WHAT IS BEING ASKED:
How many lines in these entries contain the string "saving"? Reply with the number alone.

RECORDS SHOWN:
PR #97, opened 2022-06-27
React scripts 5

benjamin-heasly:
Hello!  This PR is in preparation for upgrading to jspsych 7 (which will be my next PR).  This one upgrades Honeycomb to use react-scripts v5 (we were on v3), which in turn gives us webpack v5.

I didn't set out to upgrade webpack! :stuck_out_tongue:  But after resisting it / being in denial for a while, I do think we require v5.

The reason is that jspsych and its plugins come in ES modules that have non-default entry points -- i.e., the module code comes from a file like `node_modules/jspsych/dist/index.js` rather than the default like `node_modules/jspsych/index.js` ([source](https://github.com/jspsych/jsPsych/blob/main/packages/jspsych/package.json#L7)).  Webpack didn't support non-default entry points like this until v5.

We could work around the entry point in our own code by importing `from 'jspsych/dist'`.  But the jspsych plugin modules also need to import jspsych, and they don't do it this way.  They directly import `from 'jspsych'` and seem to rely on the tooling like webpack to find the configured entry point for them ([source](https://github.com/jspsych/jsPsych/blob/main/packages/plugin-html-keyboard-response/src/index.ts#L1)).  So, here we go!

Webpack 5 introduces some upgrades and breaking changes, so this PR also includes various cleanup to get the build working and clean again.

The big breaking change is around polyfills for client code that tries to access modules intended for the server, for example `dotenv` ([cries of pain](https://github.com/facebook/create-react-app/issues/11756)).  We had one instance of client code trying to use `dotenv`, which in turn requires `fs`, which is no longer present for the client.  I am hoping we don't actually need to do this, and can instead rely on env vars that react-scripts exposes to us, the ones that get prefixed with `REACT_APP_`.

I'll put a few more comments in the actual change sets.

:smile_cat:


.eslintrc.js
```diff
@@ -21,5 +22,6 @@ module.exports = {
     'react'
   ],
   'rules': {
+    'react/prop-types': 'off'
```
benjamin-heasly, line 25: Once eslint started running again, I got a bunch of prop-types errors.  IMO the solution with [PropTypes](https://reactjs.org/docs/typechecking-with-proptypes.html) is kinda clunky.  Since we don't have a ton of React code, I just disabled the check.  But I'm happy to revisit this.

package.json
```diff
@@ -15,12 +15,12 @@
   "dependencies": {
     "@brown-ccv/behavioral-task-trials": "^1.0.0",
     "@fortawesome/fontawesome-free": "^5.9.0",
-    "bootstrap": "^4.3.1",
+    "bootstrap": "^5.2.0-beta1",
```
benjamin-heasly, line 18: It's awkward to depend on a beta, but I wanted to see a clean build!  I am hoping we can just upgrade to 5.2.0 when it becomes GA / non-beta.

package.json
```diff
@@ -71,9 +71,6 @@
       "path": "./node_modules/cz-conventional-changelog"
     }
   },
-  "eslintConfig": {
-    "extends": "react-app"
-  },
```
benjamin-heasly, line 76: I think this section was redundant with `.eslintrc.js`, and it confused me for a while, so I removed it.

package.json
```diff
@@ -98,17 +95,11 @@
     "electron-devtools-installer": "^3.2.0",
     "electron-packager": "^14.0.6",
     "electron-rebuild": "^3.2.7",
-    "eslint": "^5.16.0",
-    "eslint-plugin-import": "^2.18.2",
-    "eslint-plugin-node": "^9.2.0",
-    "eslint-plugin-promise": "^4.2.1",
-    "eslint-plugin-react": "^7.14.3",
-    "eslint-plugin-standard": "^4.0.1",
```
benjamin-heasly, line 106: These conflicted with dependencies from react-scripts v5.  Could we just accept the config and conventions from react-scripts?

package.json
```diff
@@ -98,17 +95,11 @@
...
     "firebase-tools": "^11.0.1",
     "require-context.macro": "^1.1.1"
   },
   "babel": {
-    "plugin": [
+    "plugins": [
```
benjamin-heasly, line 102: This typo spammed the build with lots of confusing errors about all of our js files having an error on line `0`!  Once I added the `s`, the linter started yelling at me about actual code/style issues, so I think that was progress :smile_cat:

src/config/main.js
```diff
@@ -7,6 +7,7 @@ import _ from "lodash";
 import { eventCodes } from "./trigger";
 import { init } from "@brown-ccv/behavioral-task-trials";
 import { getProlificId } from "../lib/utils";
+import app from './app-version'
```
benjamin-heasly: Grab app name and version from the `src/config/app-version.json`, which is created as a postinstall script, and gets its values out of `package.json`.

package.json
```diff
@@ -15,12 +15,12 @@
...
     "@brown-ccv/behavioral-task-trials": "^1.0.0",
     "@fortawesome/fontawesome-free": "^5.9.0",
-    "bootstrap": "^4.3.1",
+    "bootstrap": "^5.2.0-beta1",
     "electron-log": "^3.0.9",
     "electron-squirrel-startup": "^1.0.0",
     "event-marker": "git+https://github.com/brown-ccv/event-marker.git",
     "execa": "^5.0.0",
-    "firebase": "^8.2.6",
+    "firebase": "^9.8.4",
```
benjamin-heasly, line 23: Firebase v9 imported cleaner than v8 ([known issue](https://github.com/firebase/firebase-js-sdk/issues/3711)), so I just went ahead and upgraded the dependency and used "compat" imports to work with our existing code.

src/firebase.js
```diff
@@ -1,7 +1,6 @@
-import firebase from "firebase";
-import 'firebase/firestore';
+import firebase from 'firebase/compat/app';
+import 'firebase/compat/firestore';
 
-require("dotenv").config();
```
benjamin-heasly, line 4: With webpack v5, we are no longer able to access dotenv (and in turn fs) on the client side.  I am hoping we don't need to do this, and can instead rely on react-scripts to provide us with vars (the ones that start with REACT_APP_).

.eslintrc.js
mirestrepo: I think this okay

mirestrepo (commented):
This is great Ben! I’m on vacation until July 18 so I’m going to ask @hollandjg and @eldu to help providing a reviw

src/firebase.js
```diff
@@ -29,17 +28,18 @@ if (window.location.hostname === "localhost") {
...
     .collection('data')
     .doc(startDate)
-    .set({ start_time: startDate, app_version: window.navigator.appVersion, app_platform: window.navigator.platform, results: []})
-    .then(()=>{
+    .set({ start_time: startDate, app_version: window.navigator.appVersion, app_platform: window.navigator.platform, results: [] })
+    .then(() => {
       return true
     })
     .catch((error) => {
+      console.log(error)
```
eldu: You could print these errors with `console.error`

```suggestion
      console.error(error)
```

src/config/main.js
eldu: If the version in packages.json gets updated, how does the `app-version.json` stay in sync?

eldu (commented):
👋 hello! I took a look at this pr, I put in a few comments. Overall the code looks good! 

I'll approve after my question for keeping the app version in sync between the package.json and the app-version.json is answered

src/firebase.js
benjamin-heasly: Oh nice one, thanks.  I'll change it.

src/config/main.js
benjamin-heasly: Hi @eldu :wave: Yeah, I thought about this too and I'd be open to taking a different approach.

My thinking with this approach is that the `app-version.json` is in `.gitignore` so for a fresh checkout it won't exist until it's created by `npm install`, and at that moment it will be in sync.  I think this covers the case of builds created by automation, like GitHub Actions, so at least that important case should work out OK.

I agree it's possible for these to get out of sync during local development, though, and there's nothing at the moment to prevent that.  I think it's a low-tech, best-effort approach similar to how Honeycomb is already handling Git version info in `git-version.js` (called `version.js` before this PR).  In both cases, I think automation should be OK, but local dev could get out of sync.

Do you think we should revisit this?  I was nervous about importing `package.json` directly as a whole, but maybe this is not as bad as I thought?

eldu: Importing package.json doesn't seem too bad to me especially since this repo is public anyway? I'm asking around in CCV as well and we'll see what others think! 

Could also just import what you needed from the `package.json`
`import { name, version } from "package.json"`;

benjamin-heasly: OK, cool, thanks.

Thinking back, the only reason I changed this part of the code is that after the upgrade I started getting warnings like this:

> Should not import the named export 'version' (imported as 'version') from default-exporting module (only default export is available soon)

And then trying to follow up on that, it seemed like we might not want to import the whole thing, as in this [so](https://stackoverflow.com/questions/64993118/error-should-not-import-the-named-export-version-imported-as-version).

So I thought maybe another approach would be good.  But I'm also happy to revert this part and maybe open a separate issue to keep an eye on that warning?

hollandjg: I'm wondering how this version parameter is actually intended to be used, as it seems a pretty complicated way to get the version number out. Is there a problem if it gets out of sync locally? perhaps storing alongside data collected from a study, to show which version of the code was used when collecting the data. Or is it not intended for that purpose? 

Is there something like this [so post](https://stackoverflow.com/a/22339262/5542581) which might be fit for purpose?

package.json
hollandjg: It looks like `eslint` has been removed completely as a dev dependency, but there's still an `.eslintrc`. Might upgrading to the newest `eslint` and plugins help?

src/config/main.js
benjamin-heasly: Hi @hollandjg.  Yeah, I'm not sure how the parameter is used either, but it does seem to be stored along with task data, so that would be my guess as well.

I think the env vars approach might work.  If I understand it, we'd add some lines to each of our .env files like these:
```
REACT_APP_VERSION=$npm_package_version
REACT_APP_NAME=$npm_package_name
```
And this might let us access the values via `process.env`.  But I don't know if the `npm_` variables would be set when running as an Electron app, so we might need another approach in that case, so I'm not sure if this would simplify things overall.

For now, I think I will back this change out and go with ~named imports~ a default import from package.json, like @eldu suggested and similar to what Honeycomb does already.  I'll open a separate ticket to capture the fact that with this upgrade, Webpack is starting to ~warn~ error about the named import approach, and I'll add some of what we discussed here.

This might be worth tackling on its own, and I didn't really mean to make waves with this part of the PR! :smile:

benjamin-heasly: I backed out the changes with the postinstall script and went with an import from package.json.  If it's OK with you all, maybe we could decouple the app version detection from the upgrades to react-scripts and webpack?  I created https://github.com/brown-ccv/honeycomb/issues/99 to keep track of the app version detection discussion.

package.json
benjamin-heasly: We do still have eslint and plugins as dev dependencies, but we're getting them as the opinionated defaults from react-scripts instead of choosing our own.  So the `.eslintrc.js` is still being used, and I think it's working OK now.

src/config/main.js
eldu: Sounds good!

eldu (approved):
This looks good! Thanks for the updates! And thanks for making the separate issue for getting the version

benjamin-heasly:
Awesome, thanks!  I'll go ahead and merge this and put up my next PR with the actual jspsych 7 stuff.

--

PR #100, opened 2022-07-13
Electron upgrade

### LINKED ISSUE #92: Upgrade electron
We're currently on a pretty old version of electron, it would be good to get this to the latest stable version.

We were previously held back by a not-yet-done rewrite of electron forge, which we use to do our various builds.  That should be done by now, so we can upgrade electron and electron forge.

==

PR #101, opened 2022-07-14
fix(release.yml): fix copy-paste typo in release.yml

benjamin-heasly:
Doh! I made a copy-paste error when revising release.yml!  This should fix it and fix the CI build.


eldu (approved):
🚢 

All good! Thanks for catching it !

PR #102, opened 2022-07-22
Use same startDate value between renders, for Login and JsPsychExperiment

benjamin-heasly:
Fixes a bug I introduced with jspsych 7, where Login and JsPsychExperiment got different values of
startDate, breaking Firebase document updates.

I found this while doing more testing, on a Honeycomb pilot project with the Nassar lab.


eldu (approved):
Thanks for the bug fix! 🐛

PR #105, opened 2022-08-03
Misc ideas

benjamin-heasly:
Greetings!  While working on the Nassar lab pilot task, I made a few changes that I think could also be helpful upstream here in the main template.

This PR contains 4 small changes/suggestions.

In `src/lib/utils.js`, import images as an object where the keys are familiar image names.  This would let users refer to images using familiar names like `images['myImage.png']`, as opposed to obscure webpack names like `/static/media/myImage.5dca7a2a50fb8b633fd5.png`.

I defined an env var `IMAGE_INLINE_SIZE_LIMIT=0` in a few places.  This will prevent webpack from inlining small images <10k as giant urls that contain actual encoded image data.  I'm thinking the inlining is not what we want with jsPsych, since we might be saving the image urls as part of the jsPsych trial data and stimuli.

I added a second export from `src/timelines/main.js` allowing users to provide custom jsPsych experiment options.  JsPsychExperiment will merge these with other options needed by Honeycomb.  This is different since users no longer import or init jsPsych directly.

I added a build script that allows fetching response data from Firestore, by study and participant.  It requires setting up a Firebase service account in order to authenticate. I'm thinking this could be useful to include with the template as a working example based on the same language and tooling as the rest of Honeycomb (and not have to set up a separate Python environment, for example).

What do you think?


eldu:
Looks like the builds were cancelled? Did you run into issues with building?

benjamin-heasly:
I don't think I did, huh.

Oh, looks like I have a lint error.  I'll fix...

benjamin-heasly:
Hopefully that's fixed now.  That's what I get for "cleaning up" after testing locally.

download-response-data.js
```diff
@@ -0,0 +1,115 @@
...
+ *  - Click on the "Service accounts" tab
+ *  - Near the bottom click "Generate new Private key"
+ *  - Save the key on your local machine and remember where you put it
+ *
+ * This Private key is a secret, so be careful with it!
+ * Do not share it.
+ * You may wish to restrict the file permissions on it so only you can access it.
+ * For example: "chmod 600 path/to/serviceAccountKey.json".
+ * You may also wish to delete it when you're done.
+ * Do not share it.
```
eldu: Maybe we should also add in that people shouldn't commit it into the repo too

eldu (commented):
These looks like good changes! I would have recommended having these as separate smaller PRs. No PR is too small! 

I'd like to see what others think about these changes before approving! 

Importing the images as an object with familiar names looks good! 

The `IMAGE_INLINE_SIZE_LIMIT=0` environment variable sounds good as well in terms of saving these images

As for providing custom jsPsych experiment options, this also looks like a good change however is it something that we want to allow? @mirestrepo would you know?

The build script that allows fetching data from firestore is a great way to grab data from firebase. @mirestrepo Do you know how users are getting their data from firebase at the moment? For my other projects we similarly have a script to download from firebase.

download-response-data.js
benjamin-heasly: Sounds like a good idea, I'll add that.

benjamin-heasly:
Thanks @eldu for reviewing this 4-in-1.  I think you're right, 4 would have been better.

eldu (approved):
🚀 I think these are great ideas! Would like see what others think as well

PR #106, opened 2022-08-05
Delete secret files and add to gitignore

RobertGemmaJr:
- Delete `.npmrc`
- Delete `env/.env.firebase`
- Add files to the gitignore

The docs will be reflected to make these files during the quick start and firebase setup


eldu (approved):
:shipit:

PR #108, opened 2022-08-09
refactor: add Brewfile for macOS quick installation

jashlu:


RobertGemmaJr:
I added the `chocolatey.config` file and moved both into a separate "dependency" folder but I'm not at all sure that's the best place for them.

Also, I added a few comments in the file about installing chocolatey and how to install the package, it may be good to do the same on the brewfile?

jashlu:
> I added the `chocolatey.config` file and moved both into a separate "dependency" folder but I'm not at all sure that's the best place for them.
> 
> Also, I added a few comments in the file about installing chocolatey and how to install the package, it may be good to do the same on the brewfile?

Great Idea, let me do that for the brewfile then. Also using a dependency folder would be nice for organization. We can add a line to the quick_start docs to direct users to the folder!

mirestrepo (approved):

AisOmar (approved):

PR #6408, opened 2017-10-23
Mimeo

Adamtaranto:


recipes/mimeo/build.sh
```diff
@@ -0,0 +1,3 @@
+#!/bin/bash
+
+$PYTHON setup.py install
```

RESPONSE FOR THIS EXERCISE:
2